PR #71, opened 2024-12-17
Add postgres dev

gclaramunt:


sql/snapshot.sql
```diff
@@ -0,0 +1,100 @@
...
+-- DROP TABLE global_snapshot;
+
+CREATE TABLE global_snapshot (
+	ordinal int8 NOT NULL,
+	hash text NOT NULL,
+	height int8 NOT NULL,
+	subheight int8 NOT NULL,
+	last_snapshot_hash text NULL,
+	created_at timestamp NULL,
+	updated_at timestamp NULL,
```
marcinwadon: why we need `updated_at` field? afaik all data here are immutable and once stored, never updated 🤔

sql/snapshot.sql
```diff
@@ -0,0 +1,100 @@
...
+CREATE TABLE dag_transaction (
+	hash text NOT NULL,
+	global_ordinal int8 NULL,
+	block text NULL,
+	"source" text NOT NULL,
+	destination text NOT NULL,
+	amount int8 NOT NULL,
+	fee int8 NOT NULL,
+	block_hash text NOT NULL,
+	transaction_original_id int4 NULL,
```
marcinwadon: what is this field? 🤔

sql/snapshot.sql
```diff
@@ -0,0 +1,100 @@
+-- public.global_snapshot definition
+
+-- Drop table
+
+-- DROP TABLE global_snapshot;
+
+CREATE TABLE global_snapshot (
```
AlexBrandes: Notes: 
- `hash` can be VARCHAR
- `subheight` can be int4
- `last_snapshot_hash` can be VARCHAR
- We need to include fields from the current snapshot schema here as nullable fields:
    - `epochProgress`
    - `metagraphSnapshotCount`
- We should have a unique index/constraint on `hash`
- `last_snapshot_hash` should FK to `hash` on this table
- `created_at` / `updated_at` - need DEFAULT NOW() to set initial value and then I think updated_at needs a trigger to update whenever it’s changed. We should consider timestampz instead of timestamp here but maybe it doesn’t matter.

sql/snapshot.sql
```diff
@@ -0,0 +1,100 @@
...
+CREATE INDEX global_snapshot_hash_idx ON public.global_snapshot USING btree (hash);
+
+
+-- public.dag_balance_change definition
+
+-- Drop table
+
+-- DROP TABLE dag_balance_change;
+
+CREATE TABLE dag_balance_change (
```
AlexBrandes: Notes: 
- `ordinal` - since we have global ordinals and metagraph/currency ordinals I would suggest making each explicit every time we use it. This would become `global_ordinal`.
- `address` can be VARCHAR
- This will be queried by `address` and then `ordinal` frequently so we probably need an index on `(address, ordinal)` w/address first. I think we can just make that the order of the PK and that would work.
- Do we want to have an `addresses` table that this FKs to? We’ll have several tables that reference `address`.
- Should we add `created_at` and `updated_at` to all tables? Or what’s the thought behind which tables get those columns and which don’t?

sql/snapshot.sql
```diff
@@ -0,0 +1,100 @@
...
+);
+
+
+-- public.dag_transaction definition
+
+-- Drop table
+
+-- DROP TABLE dag_transaction;
+
+CREATE TABLE dag_transaction (
```
AlexBrandes: Notes: 
- `hash` can be VARCHAR
- `global_ordinal` - nice, let’s use this format throughout. Need an index on this column to fetch transactions per snapshot.
- `block` - is this supposed to be `block_hash`? Can be VARCHAR.
- `source` - this is a wallet address. Should be VARCHAR.
- `destination` - also a wallet address
- `block_hash` - what’s the difference between this and `block`?
- `transaction_original_id` - does this FK to a separate table? I’m not really sure why we return this from the API but we’ll need to continue returning it for backwards compatibility. We could store it as JSON here as it’s never queried separately from this record and it’s a nested record so it would mean multiple tables to store it separately.
- `created_at` / `updated_at` - same as above

sql/snapshot.sql
```diff
@@ -0,0 +1,100 @@
...
+);
+
+
+-- public.metagraph_snapshot definition
+
+-- Drop table
+
+-- DROP TABLE metagraph_snapshot;
+
+CREATE TABLE metagraph_snapshot (
```
AlexBrandes: Notes: 
- `metagraph_id` should be VARCHAR
- `ordinal` - should we make this `metagraph_ordinal` ? Or just `ordinal` for metagraph snapshots and `global_ordinal` for global snapshots? We should be consistent on all tables.
- `global_ordinal` - I think this should be NOT NULL. Is there a case this could be NULL?
- `hash` - VARCHAR
- `subheight` - probably int4 since this doesn’t get big
- `last_snapshot_hash` VARCHAR
- `created_at` / `updated_at` - same as above
- global_snapshot_fk constraint references the metagraph ordinal but we need 2 FKs here anyways: global snapshot and metagraph snapshot.
- Need `epochProgress` here also and probably other CurrencySnapshot fields (`fee` definitely). Take a look at the output in an actual snapshot.

src/main/scala/org/constellation/snapshotstreaming/Configuration.scala
```diff
@@ -87,4 +87,17 @@ class Configuration(sharedConfigReader: SharedConfigReader) {
...
+  import pureconfig.ConfigSource
+  import pureconfig.generic.auto._
+
+  case class DbConfig(host: String, port: Int, user: String, password: Option[String], database: String, maxSessions: Int)
+
+  lazy val dbConfig: DbConfig = ConfigSource
+    .default
+    .at("snapshotStreaming.db")
+    .loadOrThrow[DbConfig]
+
```
marcinwadon: can we use the pattern that we already have configured in the project? it would be great not to make two different ways of reading config, so either use the previous one or refactor the previous one to use pureconfig instead (but as a separate PR) 🤔

sql/snapshot.sql
```diff
@@ -0,0 +1,100 @@
...
+);
+
+
+-- public.metagraph_transaction definition
+
+-- Drop table
+
+-- DROP TABLE metagraph_transaction;
+
+CREATE TABLE metagraph_transaction (
```
AlexBrandes: Notes: 
- `hash` VARCHAR
- `metagraph_id` VARCHAR
- `block` - what is this?
- `source` / `destination` - same as above about addresses
- `transaction_original_id` - same as above
- `created_at` / `updated_at` - same as above

build.sbt
```diff
@@ -64,6 +64,8 @@ lazy val core = (project in file("."))
       Libraries.fs2Core,
       Libraries.fs2Io,
       Libraries.guava,
+      Libraries.skunk,
```
marcinwadon, line 68: what about doobie? 🤔

AlexBrandes (changes requested):
**Overall Notes:** 
- Table names should be plural (global_snapshots, dag_balance_changes, etc.)
- Think about what indexes will be needed based on the existing endpoint definitions. 
- Tables that still need to be added:
- - metagraph balances
- - blocks
- - DAG rewards + metagraph rewards
- - FeeTransactions
- - Metagraphs

sql/snapshot.sql
AlexBrandes: That's not necessarily true. OpenSearch indexes are edited sometimes in unusual cases, for example. The only overhead for `updated_at` is the trigger when it's actually updated so it doesn't really impact performance significantly. It makes the database a lot more human readable in case of any issues though. 

I prefer to have them on all tables but it's up for debate if there's a good reason to remove those columns.

marcinwadon: > OpenSearch indexes are edited sometimes in unusual cases, for example.

@AlexBrandes could you elaborate on that? what is an example case?

sql/snapshot.sql
AlexBrandes: There are a few other missing columns here if you check against the existing BE API output: salt, parent, etc.

https://be-mainnet.constellationnetwork.io/transactions?limit=10

sql/snapshot.sql
AlexBrandes: You would know better than I would but haven't you guys had to edit or reindex in certain cases? There have been the sporadic issues with balances (I know some of those were issues between 2 indexes). There was also an older case I remember that had a broken chain that had to be fixed. 

I can think of other cases when we might update a row instead of deleting it and re-inserting also. For example, we might decide that we really need all historical state proofs from all snapshots to be returned through the API. Updating the existing rows would be a better strategy than deleting/re-inserting everything. 

I guess the important questions are:
- Will this field impact performance enough that we should avoid it? imo no
- Will this field be useful enough for working with the DB that it's worth including? imo yes

marcinwadon: AFAIK all cases were that the data were not indexed. Since we ingest blockchain data that are immutable, we should never update data indexed in the database. (For example, an exchange confirmed a transaction and then you update its balance or parent hash, or whatever). AFAIK block explorer, since it's centralized, works as a source of truth for the whole network. Cluster nodes fetch data from block explorer when performing a rollback. Imo those data should never be modified.

gclaramunt: yeah, I was wondering the same, it was in the initial draft in notion and seemed reasonable :P I'll take them out.

src/main/scala/org/constellation/snapshotstreaming/Configuration.scala
gclaramunt: This is a WIP and the main goal is to validate the approach and library. Once it reaches a mature state, I'll unify it with the rest of the project. I favor PureConfig because is less boilerplate.

build.sbt
gclaramunt: TL;DR: "use Doobie for general-purpose database interaction and multi-database support and use Skunk if you're committed to PostgreSQL and want the most type-safe, performant, and PostgreSQL-optimized solution."

I think is worth a shot for our use case. 
(anyway, since the syntax/api usage is pretty similar, switching later is not that big impact)

https://www.notion.so/SQL-libraries-160a94bd4b4f8011b72bfb43caa0fea8

src/main/scala/org/constellation/snapshotstreaming/Configuration.scala
marcinwadon: Ok. Me too, but EOD I'd opt for consistency so either this or that

gclaramunt:
regarding varchar vs text, I don't have a preference, the underlying datatype is the same. Since size is fixed, should we consider char(SIZE) ?

sql/snapshot.sql
AlexBrandes: So it would be a rare occurrence that a record would be updated - in general I agree. 

What's the argument against including the column though? Performance?

AlexBrandes:
> regarding varchar vs text, I don't have a preference, the underlying datatype is the same. Since size is fixed, should we consider char(SIZE) ?

Ah, I didn't know this. That's not the case in MySQL, for example. 

I think TEXT is fine then. I feel like we will run into edge cases we can't support if we force an exact length with char(SIZE).

sql/snapshot.sql
gclaramunt: Both arguments make sense. Although adding the `updated_at` column later is not free, if we're careful, we can minimize the impact, so I don't think we need to commit right now :) 
(since updates are rare, maybe we can consider a separate table also)

src/main/scala/org/constellation/snapshotstreaming/opensearch/UpdateRequestBuilder.scala
```diff
@@ -10,89 +10,117 @@ import com.sksamuel.elastic4s.requests.update.UpdateRequest
...
+          blocks,
+          transactions,
+          balances,
+          currSnapshot,
+          currIncrementalSnapshots,
+          currBlocks,
+          currTransactions,
+          currFeeTransactions,
+          currBalances
+        ).grouped(config.bulkSize).toList
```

************

> Brief
Looking at the data, how many lines hold the string "maybe"? Reply with the number alone.

> Answer to the problem
2